_WHAT IS REQUIRED_.
I need the lines below from the one with "Not tested, may" down to the one with "The Bidi._path and" reproduced exactly, both ends included, and nothing else.

[[ DATA FOR ANALYSIS open ]]

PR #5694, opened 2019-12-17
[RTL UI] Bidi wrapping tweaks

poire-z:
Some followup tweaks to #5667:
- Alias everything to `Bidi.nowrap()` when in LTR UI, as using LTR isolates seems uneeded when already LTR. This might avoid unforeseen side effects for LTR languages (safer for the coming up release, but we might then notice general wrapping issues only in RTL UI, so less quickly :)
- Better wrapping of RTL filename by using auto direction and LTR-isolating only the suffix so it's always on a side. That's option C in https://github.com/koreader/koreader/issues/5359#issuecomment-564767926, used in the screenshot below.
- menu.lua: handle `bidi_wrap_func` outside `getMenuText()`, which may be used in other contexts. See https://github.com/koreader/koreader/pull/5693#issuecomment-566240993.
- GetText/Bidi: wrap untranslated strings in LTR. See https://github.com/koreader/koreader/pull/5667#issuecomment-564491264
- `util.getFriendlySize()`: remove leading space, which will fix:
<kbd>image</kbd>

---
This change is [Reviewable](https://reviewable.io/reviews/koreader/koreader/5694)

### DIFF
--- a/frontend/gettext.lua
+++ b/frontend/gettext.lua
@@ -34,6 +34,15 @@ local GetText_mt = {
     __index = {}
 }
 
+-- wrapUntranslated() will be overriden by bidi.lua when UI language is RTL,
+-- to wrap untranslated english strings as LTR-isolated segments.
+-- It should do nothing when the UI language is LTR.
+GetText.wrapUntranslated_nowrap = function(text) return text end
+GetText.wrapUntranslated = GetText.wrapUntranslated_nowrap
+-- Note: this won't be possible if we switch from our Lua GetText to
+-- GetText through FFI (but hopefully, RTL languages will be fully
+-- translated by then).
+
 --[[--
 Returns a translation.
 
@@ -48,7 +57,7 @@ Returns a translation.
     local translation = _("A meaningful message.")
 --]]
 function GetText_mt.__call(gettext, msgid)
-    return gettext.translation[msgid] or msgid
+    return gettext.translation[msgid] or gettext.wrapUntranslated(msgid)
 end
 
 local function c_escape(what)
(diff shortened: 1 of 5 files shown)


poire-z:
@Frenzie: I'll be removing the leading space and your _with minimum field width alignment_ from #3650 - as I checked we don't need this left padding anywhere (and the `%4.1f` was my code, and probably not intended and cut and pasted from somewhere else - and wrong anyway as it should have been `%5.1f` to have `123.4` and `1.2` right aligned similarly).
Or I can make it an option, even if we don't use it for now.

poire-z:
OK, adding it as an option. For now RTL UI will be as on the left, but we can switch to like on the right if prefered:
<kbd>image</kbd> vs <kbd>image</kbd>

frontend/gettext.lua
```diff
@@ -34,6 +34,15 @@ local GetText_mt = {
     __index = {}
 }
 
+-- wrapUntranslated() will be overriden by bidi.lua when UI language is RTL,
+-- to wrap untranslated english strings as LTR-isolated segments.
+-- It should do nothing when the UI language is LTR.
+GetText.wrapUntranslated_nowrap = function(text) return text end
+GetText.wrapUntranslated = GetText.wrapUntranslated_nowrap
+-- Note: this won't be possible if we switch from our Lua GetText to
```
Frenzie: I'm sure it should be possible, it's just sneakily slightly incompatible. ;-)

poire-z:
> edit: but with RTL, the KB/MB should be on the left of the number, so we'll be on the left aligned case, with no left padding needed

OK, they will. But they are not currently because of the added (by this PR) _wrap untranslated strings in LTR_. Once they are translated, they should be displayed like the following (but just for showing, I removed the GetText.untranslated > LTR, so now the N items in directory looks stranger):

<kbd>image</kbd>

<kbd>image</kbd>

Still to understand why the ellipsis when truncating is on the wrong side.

[[ DATA FOR ANALYSIS closed ]]
[[ DATA FOR ANALYSIS open ]]

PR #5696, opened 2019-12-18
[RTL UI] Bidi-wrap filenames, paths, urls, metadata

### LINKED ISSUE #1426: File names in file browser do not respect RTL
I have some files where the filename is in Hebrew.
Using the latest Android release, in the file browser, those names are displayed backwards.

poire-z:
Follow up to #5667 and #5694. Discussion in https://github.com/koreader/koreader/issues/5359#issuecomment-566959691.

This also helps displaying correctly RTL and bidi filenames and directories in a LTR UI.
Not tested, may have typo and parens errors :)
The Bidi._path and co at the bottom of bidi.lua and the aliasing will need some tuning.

[[ DATA FOR ANALYSIS closed ]]

_SOLUTION BELOW_.
Not tested, may have typo and parens errors :)
The Bidi._path and co at the bottom of bidi.lua and the aliasing will need some tuning.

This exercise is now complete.